The Aksu (Bronze Age name in Hittite: 𒁉𒋻𒀀𒅀, Kaštaraya, ancient name in Greek Κέστρoς, Kestros), is a river in Antalya Province (southwestern Turkey), which rises in the mountains of Toros. The course of the Aksu is between the Düden to the west and of the Köprüçay to the east. It discharges into the Mediterranean near the city of Antalya.[1] The river is about 145 km long and has a total catchment area of 3652 km².[1] There are several lakes in its catchment area, including Lake Kovada and the reservoirs created by the Karacaören-1 and Karacaören-2 Dams.[1]

Aerial photo of the Aksu Çayı's delta, with up being south.

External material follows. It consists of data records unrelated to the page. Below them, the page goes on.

PR #1585, opened 2021-02-11
compiler: Improve the cost model used by CIRE

### LINKED ISSUE #1586: CIRE's maxalias option may lead to getting stuck in infinite looping
MFE

```
grid = Grid(shape=(20, 20, 20)) 

f = Function(name='f', grid=grid)
u = TimeFunction(name='u', grid=grid, space_order=4)

eqn = Eq(u.forward, (2*f*f*u.dy).dy + (3*f*u.dy).dy)

op = Operator(eqn, opt=('advanced', {'openmp': True, 'cire-maxalias': True}))
```

FabioLuporini:
fixes #1586


devito/passes/clusters/aliases.py
```diff
@@ -211,9 +216,19 @@ def extract(cls, n, context, min_cost, max_alias, cluster, sregistry):
...
+    @classmethod
+    def _extract_rule(cls, context, min_cost, cluster):
+        return lambda e: (e.is_Pow and e.exp.is_Integer and e.exp < 0 and
+                          all(i.function.is_const for i in e.base.free_symbols))
+
     @classmethod
-    def selector(cls, min_cost, cost, naliases):
-        return cost >= min_cost and naliases >= 1
+    def selector(cls, min_cost, cost):
+        return int(cost > 0)
```
mloubout, line 231: not `> min_cost` ?

devito/symbolics/inspection.py
```diff
@@ -79,7 +79,7 @@ def estimate_cost(exprs, estimate=False):
             * Powers with integer exponent `n>0` count as n-1 ops (as if
               it were a chain of multiplications).
     """
-    trascendentals_cost = {sin: 50, cos: 50, exp: 50, log: 50}
+    trascendentals_cost = {sin: 100, cos: 100, exp: 100, log: 100}
```
mloubout, line 82: Why the increase?

examples/performance/01_gpu.ipynb
```diff
@@ -289,6 +289,9 @@
       "\n",
       "  #pragma omp target enter data map(to: u[0:u_vec->size[0]][0:u_vec->size[1]][0:u_vec->size[2]])\n",
       "\n",
+      "  float r3 = 1.0/dt;\n",
+      "  float r4 = 1.0/(h_x*h_x);\n",
+      "  float r5 = 1.0/(h_y*h_y);\n",
```
mloubout, line 294: that's nice

tests/test_dle.py
```diff
@@ -323,7 +323,7 @@ def test_cache_blocking_imperfect_nest_v2(blockinner):
     shape = (16, 16, 16)
     grid = Grid(shape=shape, dtype=np.float64)
 
-    u = TimeFunction(name='u', grid=grid, space_order=2)
+    u = TimeFunction(name='u', grid=grid, space_order=4)
```
mloubout, line 326: why the order increase?

devito/passes/clusters/aliases.py
```diff
@@ -211,9 +216,19 @@ def extract(cls, n, context, min_cost, max_alias, cluster, sregistry):
...
 
+
+class CallbacksDivs(CallbacksInvariants):
+
+    mode = 'divs'
+
+    @classmethod
+    def _extract_rule(cls, context, min_cost, cluster):
+        return lambda e: (e.is_Pow and e.exp.is_Integer and e.exp < 0 and
+                          all(i.function.is_const for i in e.base.free_symbols))
```
mloubout, line 227: So functions divs not considered?

FabioLuporini: they will be picked already by `cire(..., 'invariants', ...)`

rationale: here I'm looking for scalar divisions. These are negligible when running on CPUs (the jit compiler will hoist them out of the innermost loop, so their cost will be completely amortized out over a bunch of loop iterations), but they typically have an impact on GPUs, since it would be one division per GPU thread.

devito/passes/clusters/aliases.py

The Aksu is primarily fed by karstic springs in the Taurus Mountains.[2]: 342  In contrast to the many seasonal streams in the region, the Aksu flows year-round, although its volume can fluctuate dramatically throughout the year.[2]: 342  For example, its flow was measured in 1942 to be 250 m³/s in January and 7.5 m³/s during the summer.[2]: 342  Like other karstic streams, the Aksu does not carry much sediment with it.[2]: 342 

In its lower reaches, the Aksu forms a soft, fertile alluvial plain, which contrasts sharply with both the hard travertine complex around Antalya to the west and the rocky Pleistocene terraces to the east.[2]: 342  The Aksu's delta is wave-dominated, due to the river's low sediment load and strong coastal currents.[2]: 342  These processes have turned some former river mouths into closed-off limans and created four distinct systems of dunes running parallel to the coast, reaching heights of up to 12 m.[2]: 342  Some parts of the delta, particularly around river mouths, are swamps which were historically sources of malaria.[2]: 342 

Today, the river is impacted by human activities. The Karacaören-1 dam was built to provide water for irrigation, produce electricity, and control flooding downstream.[1] The Karacaören-2 dam was built to provide drinking water for residents of Antalya.[1] The dams siphon off a lot of the Aksu's water to generate electricity, and intensive agriculture in the areas downstream also uses up a lot of the water.[1] As a result, the lower Aksu carries much less water and may even run dry sometimes.[1] The river is also impacted by pollution at several areas: the dam reservoirs are used for domestic and industrial wastewater discharge, and a water treatment plant also discharges into the Aksu.[1]

History

edit
 
The Aksu near Boztepe, close to the river mouth

A treaty between the Hittite Great King Tudhaliya IV and his vassal, the king of Tarhuntassa, defined the latter's western border at the "Kastaraya River", near "Parha". Parha is likely the future Perga.[3]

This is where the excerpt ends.